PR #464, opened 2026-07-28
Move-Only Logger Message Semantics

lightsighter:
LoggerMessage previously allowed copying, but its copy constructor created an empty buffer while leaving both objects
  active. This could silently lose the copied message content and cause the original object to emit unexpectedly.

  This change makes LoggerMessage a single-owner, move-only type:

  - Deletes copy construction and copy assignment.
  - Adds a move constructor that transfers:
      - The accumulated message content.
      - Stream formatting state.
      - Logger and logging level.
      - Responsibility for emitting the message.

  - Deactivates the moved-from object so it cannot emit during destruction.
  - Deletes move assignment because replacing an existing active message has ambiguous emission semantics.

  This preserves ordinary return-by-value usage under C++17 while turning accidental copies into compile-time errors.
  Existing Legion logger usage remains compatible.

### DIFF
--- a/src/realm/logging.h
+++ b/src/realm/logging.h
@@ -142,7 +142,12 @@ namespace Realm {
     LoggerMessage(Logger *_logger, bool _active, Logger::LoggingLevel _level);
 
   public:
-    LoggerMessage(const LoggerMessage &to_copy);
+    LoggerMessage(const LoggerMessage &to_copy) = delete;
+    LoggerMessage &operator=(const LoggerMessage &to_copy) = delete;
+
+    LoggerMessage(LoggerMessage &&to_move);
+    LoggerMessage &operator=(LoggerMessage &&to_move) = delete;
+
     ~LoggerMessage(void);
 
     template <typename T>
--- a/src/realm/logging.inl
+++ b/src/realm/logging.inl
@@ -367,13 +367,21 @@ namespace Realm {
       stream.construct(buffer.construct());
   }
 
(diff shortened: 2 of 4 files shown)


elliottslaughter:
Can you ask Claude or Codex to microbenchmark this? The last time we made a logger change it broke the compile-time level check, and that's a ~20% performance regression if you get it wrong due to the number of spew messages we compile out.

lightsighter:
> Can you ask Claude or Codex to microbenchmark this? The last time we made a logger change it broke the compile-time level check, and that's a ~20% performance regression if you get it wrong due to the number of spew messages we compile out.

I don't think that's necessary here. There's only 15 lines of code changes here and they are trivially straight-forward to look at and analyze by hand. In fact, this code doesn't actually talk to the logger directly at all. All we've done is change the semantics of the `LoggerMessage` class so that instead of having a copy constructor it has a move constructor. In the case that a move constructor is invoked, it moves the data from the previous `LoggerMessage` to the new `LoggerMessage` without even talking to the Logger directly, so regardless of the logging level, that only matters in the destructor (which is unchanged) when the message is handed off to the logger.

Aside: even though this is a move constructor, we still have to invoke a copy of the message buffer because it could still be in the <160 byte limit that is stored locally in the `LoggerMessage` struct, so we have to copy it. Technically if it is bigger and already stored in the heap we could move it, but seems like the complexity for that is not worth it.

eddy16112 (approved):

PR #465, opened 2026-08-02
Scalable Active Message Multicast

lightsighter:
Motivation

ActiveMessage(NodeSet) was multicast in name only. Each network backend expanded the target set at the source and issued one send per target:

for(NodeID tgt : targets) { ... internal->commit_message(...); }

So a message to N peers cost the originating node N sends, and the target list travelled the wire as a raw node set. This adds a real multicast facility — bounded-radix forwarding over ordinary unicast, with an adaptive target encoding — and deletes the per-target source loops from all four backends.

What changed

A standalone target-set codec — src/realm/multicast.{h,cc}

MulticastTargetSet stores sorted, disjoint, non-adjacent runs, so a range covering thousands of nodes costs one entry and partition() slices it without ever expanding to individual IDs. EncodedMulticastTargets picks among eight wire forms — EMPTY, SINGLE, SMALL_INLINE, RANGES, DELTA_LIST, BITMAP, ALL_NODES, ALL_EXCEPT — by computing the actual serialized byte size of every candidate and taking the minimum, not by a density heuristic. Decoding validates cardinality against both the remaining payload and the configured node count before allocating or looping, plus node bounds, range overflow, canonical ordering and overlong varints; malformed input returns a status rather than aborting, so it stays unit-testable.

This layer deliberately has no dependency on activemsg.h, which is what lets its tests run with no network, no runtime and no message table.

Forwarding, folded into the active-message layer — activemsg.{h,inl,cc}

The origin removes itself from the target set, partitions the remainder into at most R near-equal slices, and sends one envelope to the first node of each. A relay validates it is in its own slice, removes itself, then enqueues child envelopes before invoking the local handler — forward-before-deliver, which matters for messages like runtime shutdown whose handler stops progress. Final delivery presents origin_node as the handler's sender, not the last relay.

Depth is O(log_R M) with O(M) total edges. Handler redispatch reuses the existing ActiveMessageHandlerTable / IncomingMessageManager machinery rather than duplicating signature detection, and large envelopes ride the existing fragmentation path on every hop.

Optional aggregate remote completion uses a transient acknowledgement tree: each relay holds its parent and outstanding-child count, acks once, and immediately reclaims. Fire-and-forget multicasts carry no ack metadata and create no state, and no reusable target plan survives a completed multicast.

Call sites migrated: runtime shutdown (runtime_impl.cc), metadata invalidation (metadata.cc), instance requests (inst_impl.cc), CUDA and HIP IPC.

WORK INSTRUCTIONS ▸
Reproduce all the data exactly. Include every line.

ANSWER TO THIS PROBLEM ▸
PR #464, opened 2026-07-28
Move-Only Logger Message Semantics

lightsighter:
LoggerMessage previously allowed copying, but its copy constructor created an empty buffer while leaving both objects
  active. This could silently lose the copied message content and cause the original object to emit unexpectedly.

  This change makes LoggerMessage a single-owner, move-only type:

  - Deletes copy construction and copy assignment.
  - Adds a move constructor that transfers:
      - The accumulated message content.
      - Stream formatting state.
      - Logger and logging level.
      - Responsibility for emitting the message.

  - Deactivates the moved-from object so it cannot emit during destruction.
  - Deletes move assignment because replacing an existing active message has ambiguous emission semantics.

  This preserves ordinary return-by-value usage under C++17 while turning accidental copies into compile-time errors.
  Existing Legion logger usage remains compatible.

### DIFF
--- a/src/realm/logging.h
+++ b/src/realm/logging.h
@@ -142,7 +142,12 @@ namespace Realm {
     LoggerMessage(Logger *_logger, bool _active, Logger::LoggingLevel _level);
 
   public:
-    LoggerMessage(const LoggerMessage &to_copy);
+    LoggerMessage(const LoggerMessage &to_copy) = delete;
+    LoggerMessage &operator=(const LoggerMessage &to_copy) = delete;
+
+    LoggerMessage(LoggerMessage &&to_move);
+    LoggerMessage &operator=(LoggerMessage &&to_move) = delete;
+
     ~LoggerMessage(void);
 
     template <typename T>
--- a/src/realm/logging.inl
+++ b/src/realm/logging.inl
@@ -367,13 +367,21 @@ namespace Realm {
       stream.construct(buffer.construct());
   }
 
(diff shortened: 2 of 4 files shown)


elliottslaughter:
Can you ask Claude or Codex to microbenchmark this? The last time we made a logger change it broke the compile-time level check, and that's a ~20% performance regression if you get it wrong due to the number of spew messages we compile out.

lightsighter:
> Can you ask Claude or Codex to microbenchmark this? The last time we made a logger change it broke the compile-time level check, and that's a ~20% performance regression if you get it wrong due to the number of spew messages we compile out.

I don't think that's necessary here. There's only 15 lines of code changes here and they are trivially straight-forward to look at and analyze by hand. In fact, this code doesn't actually talk to the logger directly at all. All we've done is change the semantics of the `LoggerMessage` class so that instead of having a copy constructor it has a move constructor. In the case that a move constructor is invoked, it moves the data from the previous `LoggerMessage` to the new `LoggerMessage` without even talking to the Logger directly, so regardless of the logging level, that only matters in the destructor (which is unchanged) when the message is handed off to the logger.

Aside: even though this is a move constructor, we still have to invoke a copy of the message buffer because it could still be in the <160 byte limit that is stored locally in the `LoggerMessage` struct, so we have to copy it. Technically if it is bigger and already stored in the heap we could move it, but seems like the complexity for that is not worth it.

eddy16112 (approved):

PR #465, opened 2026-08-02
Scalable Active Message Multicast

lightsighter:
Motivation

ActiveMessage(NodeSet) was multicast in name only. Each network backend expanded the target set at the source and issued one send per target:

for(NodeID tgt : targets) { ... internal->commit_message(...); }

So a message to N peers cost the originating node N sends, and the target list travelled the wire as a raw node set. This adds a real multicast facility — bounded-radix forwarding over ordinary unicast, with an adaptive target encoding — and deletes the per-target source loops from all four backends.

What changed

A standalone target-set codec — src/realm/multicast.{h,cc}

MulticastTargetSet stores sorted, disjoint, non-adjacent runs, so a range covering thousands of nodes costs one entry and partition() slices it without ever expanding to individual IDs. EncodedMulticastTargets picks among eight wire forms — EMPTY, SINGLE, SMALL_INLINE, RANGES, DELTA_LIST, BITMAP, ALL_NODES, ALL_EXCEPT — by computing the actual serialized byte size of every candidate and taking the minimum, not by a density heuristic. Decoding validates cardinality against both the remaining payload and the configured node count before allocating or looping, plus node bounds, range overflow, canonical ordering and overlong varints; malformed input returns a status rather than aborting, so it stays unit-testable.

This layer deliberately has no dependency on activemsg.h, which is what lets its tests run with no network, no runtime and no message table.

Forwarding, folded into the active-message layer — activemsg.{h,inl,cc}

The origin removes itself from the target set, partitions the remainder into at most R near-equal slices, and sends one envelope to the first node of each. A relay validates it is in its own slice, removes itself, then enqueues child envelopes before invoking the local handler — forward-before-deliver, which matters for messages like runtime shutdown whose handler stops progress. Final delivery presents origin_node as the handler's sender, not the last relay.

Depth is O(log_R M) with O(M) total edges. Handler redispatch reuses the existing ActiveMessageHandlerTable / IncomingMessageManager machinery rather than duplicating signature detection, and large envelopes ride the existing fragmentation path on every hop.

Optional aggregate remote completion uses a transient acknowledgement tree: each relay holds its parent and outstanding-child count, acks once, and immediately reclaims. Fire-and-forget multicasts carry no ack metadata and create no state, and no reusable target plan survives a completed multicast.

Call sites migrated: runtime shutdown (runtime_impl.cc), metadata invalidation (metadata.cc), instance requests (inst_impl.cc), CUDA and HIP IPC.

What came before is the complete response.